Cells and spheroids were exposed to fructose to determine the intracellular levels of uric acid and triglycerides. Zero or 20 mM of fructose was added to low-glucose DMEM (5.5 mM) and incubated for 72 h, and the medium was changed twice per day. Intracellular uric acid levels and triglycerides were determined using Uric Acid/Uricase Assay kit (STA-375, Cell Biolabs) and Serum Triglyceride Quantification Kit – Fluorometric (STA-397, Cell Biolabs), respectively following to manufacturer’s instructions.

For starvation experiments, spheroids were grown in the absence of glucose and FBS for 0, 48 and 72 h. Spheroids were collected, lysate and intracellular uric acid, triglycerides and ATP levels were determined using Uric Acid/Uricase Assay kit (STA-375, Cell Biolabs), Serum Triglycerides Quantification Kit – Fluorometric (STA-397, Cell Biolabs) and ATP Assay Kit (MAK190, Sigma-Aldrich), respectively according to manufacturer’s instructions. Protein concentration was determined by the BCA Protein Assay kit (Pierce, Thermo Scientific).

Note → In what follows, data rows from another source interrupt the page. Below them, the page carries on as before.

PR #16182, opened 2021-11-30
chore(fake-driver): Bump xmldom version

mykola-mokhnach:
## Proposed changes

The original xmldom NPM package has been abandoned and is not maintained anymore, but rather was moved under `@xmldom/xmldom`


jlipps (approved):
seems like fossa failed with some api key error

PR #16194, opened 2021-12-01
fix(appium): disallow unsupported schemas

boneskull:
Some theoretical schemas are not in any sort of shape Appium can use, so we now catch them as soon as possible (at the registration phase).

- adds `AppiumSchema.isUnsupportedSchemaType()` type guard
- adds `SchemaUnsupportedSchemaError` error


boneskull:
* 2.0
  * **PR #16181** 
    * **PR #16194**  (this PR)

jlipps (approved):

PR #16207, opened 2021-12-04
feat(appium): add --show-config

### LINKED ISSUE #15672: "--show-config" doesn't show config
`appium server --show-config` prints build info.  I do not know the "role" that needs build info, but I'm sure there's a reason that it is accessible.

That's fine, but _actually showing the configuration_ would be pretty darn helpful, especially since Appium configuration spans the server and multiple drivers and plugins.  For example, ESLint has a flag that will dump its entire configuration to the console for any given file.  I've found this useful if something unexpected is happening.  Anyway... mo config mo problems.

This will become _more_ useful if/when #15664 is merged, because Appium will then merge flags, config file(s) and defaults to determine what it should do.  

Example use case: if you're not sure why Appium is tossing gizzards, this should help consumers/contributors debug; they may use this to confirm whether Appium is _actually configured_ to toss gizzards.

@jlipps suggests perhaps `--show-config` becomes `--build-info` and `--show-config` would actually just dump the config to `STDOUT`.

boneskull:
This adds a new CLI flag: `--show-config`.  When called, this will dump the values of a) arguments to the `init()` function of `main.js` _or_ args passed thru CLI, b) any config pulled from a config file, and c) the defaults as defined in schemas.

Each section is separated, and `undefined` values are omitted.

Instead of a JSON blob, the output just uses `console.dir()`.

To make this work, some refactors were needed:

- Use of `store_true` "action" for `argparse` in are now `store_const` with `const: true` because `store_true` sets the value to `false` if the flag is not present.  This essentially assigns the default value of the flag (`false`) before it should; default values must come from the schemas.
- Along those lines, removed default values from the "extra" boolean args in `args.js`
- The CLI parser now ignores `undefined` values of arguments

Other:

- Created some types for extension classes and added the `server` prop to `AppiumDriver`.
- Enabled TS checks on `lib/config.js` (where `showConfig()` lives) and `test/config-specs.js`
- Removed unnecessary call to `validate()` in `preflightChecks()`; CLI arguments are validated individually (defined in `lib/schema/cli-args.js`) and the config file is validated separately (defined in `lib/config-file.js`).
- Add more types to `main.js`; rewrite `getServerUpdaters` in lodashese for fun (which I am happy to revert)
- Fix missing type aliases in `test/cli/cli-helpers.js`
- Misc types/refactors in `config-specs.js`
- Update parser tests to reflect that `undefined` values and empty objects are eliminated from the parsed arguments

Notes:

- The `showBuildInfo()` test in `config-specs.js` (which is ostensibly a unit test) forks `git` and also seems to require network connectivity, at least on my box. This stuff should be stubbed out or moved into an E2E test.

Resolves #15672

* * *

BREAKING CHANGE:

The old `--show-config` is now `--show-build-info`.

### DIFF
--- a/packages/appium/lib/cli/parser.js
+++ b/packages/appium/lib/cli/parser.js
@@ -146,7 +146,7 @@ class ArgParser {
     return _.reduce(
       args,
       (unpacked, value, key) => {
-        if (hasArgSpec(key)) {
+        if (!_.isUndefined(value) && hasArgSpec(key)) {
           const {dest} = /** @type {import('../schema/arg-spec').ArgSpec} */(getArgSpec(key));
           _.set(unpacked, dest, value);
         } else {
--- a/packages/appium/lib/config.js
+++ b/packages/appium/lib/config.js
@@ -144,7 +144,7 @@ function warnNodeDeprecations () {
   // }
 }
 
-async function showConfig () {
+async function showBuildInfo () {
   await updateBuildInfo(true);
   console.log(JSON.stringify(getBuildInfo())); // eslint-disable-line no-console
 }
@@ -219,7 +219,7 @@ async function validateTmpDir (tmpDir) {
 }
 
 export {
-  getBuildInfo, checkNodeOk, showConfig,
+  getBuildInfo, checkNodeOk, showBuildInfo,
   warnNodeDeprecations, validateTmpDir, getNonDefaultServerArgs,
   getGitRev, APPIUM_VER, updateBuildInfo
 };
--- a/packages/appium/lib/config.js
+++ b/packages/appium/lib/config.js
@@ -159,8 +159,8 @@ async function showBuildInfo () {
 
 /**
  * Returns k/v pairs of server arguments which are _not_ the defaults.
- * @param {import('../types/types').ParsedArgs} args
- * @returns {Partial<import('../types/types').ParsedArgs>}
+ * @param {ParsedArgs} args
+ * @returns {Partial<ParsedArgs>}
  */
 function getNonDefaultServerArgs (args) {
   // hopefully these function names are descriptive enough
@@ -227,14 +227,18 @@ function getNonDefaultServerArgs (args) {
 const compactConfig = _.partial(
   _.omitBy,
   _,
-  (value, key) => key === 'subcommand' || _.isUndefined(value) || (!_.isBoolean(value) && _.isEmpty(value))
+  (value, key) => key === 'subcommand' || _.isUndefined(value) || (_.isObject(value) && _.isEmpty(value))
 );
 
 /**
  * Shows a breakdown of the current config after CLI params, config file loaded & defaults applied.
- * @param {import('../types/types').ParsedArgs} preConfigParsedArgs - Parsed CLI args (or param to `init()`) before config & defaults applied
+ *
+ * The actual shape of `preConfigParsedArgs` and `defaults` does not matter for the purposes of this function,
+ * but it's intended to be called with values of type {@link ParsedArgs} and `DefaultValues<true>`, respectively.
+ *
+ * @param {object} preConfigParsedArgs - Parsed CLI args (or param to `init()`) before config & defaults applied
  * @param {import('./config-file').ReadConfigFileResult} configResult - Result of attempting to load a config file
- * @param {import('./schema/schema').DefaultValues<true>} defaults - Configuration defaults from schemas
+ * @param {object} defaults - Configuration defaults from schemas
  */
 function showConfig (preConfigParsedArgs, configResult, defaults) {
   console.log('Appium Configuration\n');
@@ -267,3 +271,7 @@ export {
   warnNodeDeprecations, validateTmpDir, getNonDefaultServerArgs,
   getGitRev, APPIUM_VER, updateBuildInfo, showConfig
 };
+
+/**
+ * @typedef {import('../types/types').ParsedArgs} ParsedArgs
+ */
--- a/packages/appium/lib/config.js
+++ b/packages/appium/lib/config.js
@@ -1,3 +1,6 @@
+// @ts-check
+
+/* eslint-disable no-console */
 import _ from 'lodash';
 import { mkdirp, system, fs } from '@appium/support';
 import axios from 'axios';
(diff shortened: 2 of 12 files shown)


boneskull:
Sample output:

image

boneskull:
e97f454 is just removing stuff that became unused via 9dfc3e3 (and fixing an odd type check or two).  nice to be able to delete code!

packages/appium/lib/config.js
```diff
@@ -209,6 +217,42 @@ function getNonDefaultServerArgs (args) {
...
+ * Compacts an object for {@link showConfig}:
+ * 1. Removes `subcommand` key/value
+ * 2. Removes `undefined` values
+ * 3. Removes empty objects (but not `false` values)
+ * Does not operate recursively.
+ */
+const compactConfig = _.partial(
+  _.omitBy,
+  _,
+  (value, key) => key === 'subcommand' || _.isUndefined(value) || (!_.isBoolean(value) && _.isEmpty(value))
```
mykola-mokhnach, line 230: isEmpty is also true for raw numbers

packages/appium/lib/main.js
```diff
@@ -12,13 +13,12 @@ import { AppiumDriver } from './appium';
 import { driverConfig, pluginConfig, USE_ALL_PLUGINS } from './cli/args';
 import { runExtensionCommand } from './cli/extension';
 import { default as getParser, SERVER_SUBCOMMAND } from './cli/parser';
-import { APPIUM_VER, checkNodeOk, getGitRev, getNonDefaultServerArgs, showConfig, validateTmpDir, warnNodeDeprecations } from './config';
+import { APPIUM_VER, checkNodeOk, getGitRev, getNonDefaultServerArgs, showBuildInfo, validateTmpDir, warnNodeDeprecations, showConfig } from './config';
```
mykola-mokhnach, line 16: this line seems too long to me

packages/appium/lib/config.js
mykola-mokhnach: cannot we simply reuse the lodash's compact method here?

packages/appium/test/config-specs.js
```diff
@@ -27,11 +60,7 @@ describe('Config', function () {
       // need to be able to write to process.version
       // but also to have access to process methods
       // so copy them over to a writable object
-      let tempProcess = {};
-      for (let [prop, value] of _.toPairs(process)) {
-        tempProcess[prop] = value;
-      }
-      process = tempProcess; // eslint-disable-line no-global-assign
+      process = {...process}; // eslint-disable-line no-global-assign
```
mykola-mokhnach, line 63: not sure I understand what happens here

packages/appium/test/config-specs.js
```diff
@@ -1,22 +1,55 @@
+// @ts-check
+
 // transpile:mocha
-import _ from 'lodash';
 import sinon from 'sinon';
 import getParser from '../lib/cli/parser';
-import { checkNodeOk, getBuildInfo, getNonDefaultServerArgs, showConfig, validateTmpDir, warnNodeDeprecations } from '../lib/config';
+import { checkNodeOk, getBuildInfo, getNonDefaultServerArgs, showBuildInfo, showConfig, validateTmpDir, warnNodeDeprecations } from '../lib/config';
```
mykola-mokhnach, line 6: same as above

packages/appium/lib/config.js
boneskull: `_.isEmpty()` is true for booleans.  I'll fix it for numbers.  this probably needs a test

packages/appium/lib/main.js
boneskull: imo if it didn't fail eslint it's not worth fiddling with.  if we need formatting, `prettier` does a good job

packages/appium/test/config-specs.js
boneskull: global process is assigned to a shallow copy of the original global process.  essentially just that the line I added did the same thing as the previous 5 or whatever

boneskull: fwiw: this is hard to test because `process.version` is read-only.  that suggests to me that we should not actually be interfacing with it directly, and instead provide, say, a function which wraps `process.version`.  we can then stub that function for test purposes.

packages/appium/lib/config.js
boneskull: ok, I've added a test here and fixed the issue with numeric values.  using `_.compact([value])` doesn't work, because `_.compact` does not recognize an empty object as something it should omit.

packages/appium/test/config-specs.js
boneskull: OTOH... I am not sure if we actually even need to be checking node versions?  I suppose if you miss the engine warnings and install anyway you _might_ see the warning out of Appium, _if_ the syntax is intelligible by the runtime.

packages/appium/lib/cli/parser.js
```diff
@@ -146,7 +146,7 @@ class ArgParser {
     return _.reduce(
       args,
       (unpacked, value, key) => {
-        if (hasArgSpec(key)) {
+        if (!_.isUndefined(value) && hasArgSpec(key)) {
```
mykola-mokhnach, line 149: is it possible to set `null` as an arg value? I assume the check should look like `!_.isNil(value)`

packages/appium/lib/config.js
```diff
@@ -209,6 +217,46 @@ function getNonDefaultServerArgs (args) {
...
+ * Compacts an object for {@link showConfig}:
+ * 1. Removes `subcommand` key/value
+ * 2. Removes `undefined` values
+ * 3. Removes empty objects (but not `false` values)
+ * Does not operate recursively.
+ */
+const compactConfig = _.partial(
+  _.omitBy,
+  _,
+  (value, key) => key === 'subcommand' || _.isUndefined(value) || (_.isObject(value) && _.isEmpty(value))
```
mykola-mokhnach, line 230: I assume `_.isObject(value) && _.isEmpty(value)` should filter out undefined values as well

packages/appium/lib/main.js
mykola-mokhnach: It is hard to read such code. We write code for people, not for linters

mykola-mokhnach (approved):

packages/appium/lib/cli/parser.js
boneskull: no.

packages/appium/lib/config.js
boneskull: no, because `undefined` is not an object

packages/appium/test/config-specs.js
boneskull: ping @jlipps  ^

Issue #16747, opened 2022-04-11
appium should be a peer dep of extentensions


JuanCarlos-Arceredillo:
## The problem

I have made some tries to run tests on iOS using XCUiTest and on Android using Espresso with Appium 2.0, but each time that I try to create the session, Appium shows an internal error.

Protein extraction and Western blotting analysis

Cells and spheroids exposed to fructose, or spheroids under starvation, were lysed in cold RIPA buffer (Sigma-Aldrich) in the presence of protease/phosphatase inhibitor cocktail (Thermo Scientific) and sonicated. Samples were centrifuged at 13,000× g for 5 min at 4 °C. Protein concentrations were determined with the BCA Protein Assay Kit (Pierce, Thermo Scientific). 20 µg of total protein was loaded into SDS-PAGE gels (Tris-glycine buffer), BLUEstain™ 2 protein ladder 5-245 kDa (Gold Biotechnology), then transferred to polyvinylidene fluoride (PVDF) membranes (Bio-Rad) and blocked in the presence of 5% Bovine Serum Albumin (BSA). Membranes were incubated with primary antibodies: anti-phosphorylated Acetyl-CoA carboxylase (pACC; 11818 S, Cell Signaling Technology), anti-ACC (3676 S, Cell Signaling Technology), anti-phosphorylated AMP Kinase (pAMPK; 2535 S, Cell Signaling Technology), anti-AMPK (5832 S, Cell Signaling Technology), anti-uricase (sc-166070, Santa Cruz Biotechnologies), anti-beta-actin (sc-47778, Santa Cruz Biotechnology). After the antibodies for pACC and pAMPK were assay and imaged, the membranes were stripped using mild stripping buffer [1.5% Glycine (w/v), 1% SDS (w/v) and 1% Tween 20 (w/v)]. Briefly, the membranes were covered with the buffer and incubated at room temperature for 5 min. This step was repeated, and the membranes were washed three times with TBST for 5 min each at room temperature. Membranes were then blocked again and the antibodies for uricase, actin and AMPK, and lastly ACC, were applied and imaged. Membranes were incubated with horseradish peroxidase (HRP)-conjugated secondary antibodies. Signal was detected after incubation with Clarity Western ECL Substrate kit (Bio-Rad) and captured using auto exposure and analyzed with a ChemiDoc Imaging System (Bio-Rad). The whole membranes images are shown in Supplementary Information 1.

Statistical analysis

All experiments were performed in triplicate and data are presented as the mean±SEM. Data graphics and statistical analyses were performed using Prism10 (Graph-Pad). Data were analyzed by two-way ANOVA, Tukey’s post hoc t-test. A value of p < 0.05 was considered as statistically significant.